From these experiments, we can conclude that adding additional features rather than selecting existing ones leads to smaller MSE (although the No Free Lunch Theorem prevents us from generalizing to other datasets). The results are consistent across two datasets derived from real world data generating processes and a third synethtic dataset of my own design.

What might explain these results? First, splines add additional features to the model, meaning we can estimate a much richer space of functions from the data. Considering we can estimate a broader space of functions it is no surprise the splines come out on top, especially considering the competing models are all high bias models only capable of modelling linear effects. I imagine were we to apply other non-linear modelling techiniques (e.g. random forests or neural networks) that their MSE would also be lower than linear regression. However, splines offer a nice half way point between simplicity of linear regression and the black box of neural networks or random forests: we can add additional flexibility to the model thereby decreasing loss while remaining interpretable, and easily maintainable.

Frank Harrell makes another good argument for splines, which I will summarize here. When considering using splines there are four distinct possibilities:

1) We don’t use splines and the effect is linear. In this case, a simple model will suffice and we benefit from lower variance fits.

2) We use splines and the effect is linear. In this case, we spend extra degrees of freedom unneccisarily, increasing the variance of our fits, but the effect of the variable is appropriately estimated.

3) We don’t use splines and the effect is non-linear. This has the potential to be catastrophic! Imagine that a variable has an effect on $y$ that looks like $y = x^2$. If x is mean centered, then the linear fit could estimate the effect to be 0 or too small.

4) We use splines and the effect is non-linear. This would be the best case scenario where we appropriately spend our degrees of freedom.

Examinig all four cases shows that using splines is nearly always a good idea. With enough data, the varibility in the fit should shrink nullifying the downsides of point 2. The risk of point 3 is likely what explains the abysmal performance of correlation selection in the non-linear dataset. My intuition here is the effect of some of the non-linear variables would have small correlations but have a strong non-linear effect (kind of like the $x^2$ example). Negelcting these variables is a huge mistake as they can reduce the MSE, explaining why correlation selection has an MSE nearly 3x that of OLS. I’ve not conducted a post mortem on these experiments, but I anticipate this to be the cause.

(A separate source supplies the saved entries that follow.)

PR #7744, opened 2024-06-28
git: fetching, and submodules - use shallowClone

grooverdan:
It isn't just the clone stage that should use shallowClone, the fetching and submodule retrieval should also use the same option.

## Contributor Checklist:


p12tic (approved):
Thanks!

PR #7747, opened 2024-07-03
Fix #7746

### LINKED ISSUE #7746: 4.0.0 reverse proxy problem
I've been running 3.11.5 with no issues, on Fedora 40 reverse proxied behind Apache, both http and ws.

I'm the Fedora package maintainer, and in the process of testing 4.0.0 to upgrade, I ran into a problem where the javascript UI elements failed to load. 

The browser debugging console revealed that several urls were incorrect.

Example: If my buildbot instance is at https://example.com/buildbot, the UI is trying to load https://example.com/plugins/waterfall_view/scripts.js, which should actually be https://example.com/buildbot/plugins/waterfall_view/scripts.js

When I create a ssh tunnel to the server and connect via http://localhost:port, the UI works as expected.

I haven't made any changes to where files are placed with the RPMs in 4.0.0 vs 3.11.5. I did use the github source tarballs since they're not on pypi, but between that and the new react ui, that's the only change.

tdesveaux:
Tested with this nginx configuration:
```nginx
	upstream bb-main {
		server 127.0.0.1:8010;
		keepalive 2;
	}

		location /subpath/ {
			proxy_pass http://bb-main/;
		}

		location /subpath/ws {
			proxy_set_header Upgrade $http_upgrade;
			proxy_set_header Connection "upgrade";
			proxy_pass http://bb-main/ws/;
			# raise the proxy timeout for the websocket
			proxy_read_timeout 6000s;
		}
```

## Contributor Checklist:

* [n/a I think?] I have updated the unit tests

### DIFF
--- a/www/base/index.html
+++ b/www/base/index.html
@@ -5,8 +5,8 @@
     <meta name="viewport" content="initial-scale=1, minimum-scale=1, user-scalable=no, maximum-scale=1, width=device-width">
     <meta name="theme-color" content="#000000" />
     <meta name="description" content="Buildbot Web UI"/>
-    <link id="bbicon" href="/icon.png" rel="icon">
-    <link href="/icon.svg" title="Buildbot" rel="fluid-icon">
+    <link id="bbicon" href="icon.png" rel="icon">
+    <link href="icon.svg" title="Buildbot" rel="fluid-icon">
     <title>Buildbot</title>
     <!-- BUILDBOT_THEME_CSS_PLACEHOLDER_BEGIN -->
     <style id="bb-style">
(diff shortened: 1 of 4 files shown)


www/base/index.html
```diff
@@ -36,9 +34,6 @@
     <noscript>You need to enable JavaScript to view this website.</noscript>
     <div id="root"></div>
   </body>
-  <script src="/browser-warning.js"></script>
```
p12tic, line 39: This one should be left as is because if browser is too old then it is not guaranteed that react code will be able to run at all.

yan12125:
Some of them should be fixed by using relative paths, like how the old UI did: https://github.com/buildbot/buildbot/blob/v3.11.5/www/base/src/app/layout.jade

p12tic (approved):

I provide experimental motivation for the use of feature engineering (specifically though splines) over featuer selection for optimizing for predictive accuracy. Five models were applied across 3 datasets in order to examine the relative improvement of selection procedures over linear regression. To measure performance, mean squared error was computed over 100 repeats of 10 fold cross validation. As a comparitor, I incldued a spline model which adds features rather than removing them. The spline model outperformed all other models across all datasets, and linear regression had either superior or comparable performance to selection procedures. From these experiments, coupled with knowledge of how additional variability can impact expected loss, I conclude that rather than select features for inclusion in the model students should consider carefully balancing additional variability of splines with the reduction in bias – and hence loss – they can impart.

The experiment has several limitations. In particular, the spline model I estimated was still quite biased. It would be important to simulate another dataset in which the effects are non-linear and the model we use has too many degrees of freedom. The variability in this approach may attenuate the improvement we see due to splines. Additionally, complexity is not explicity accounted for and is only allowed to penalize models via poor predictive performance. A natural extension would be to measure AIC of all models since they are linear (except perhaps the lasso where effective degrees of freedom may or may not be appropriate to use in AIC).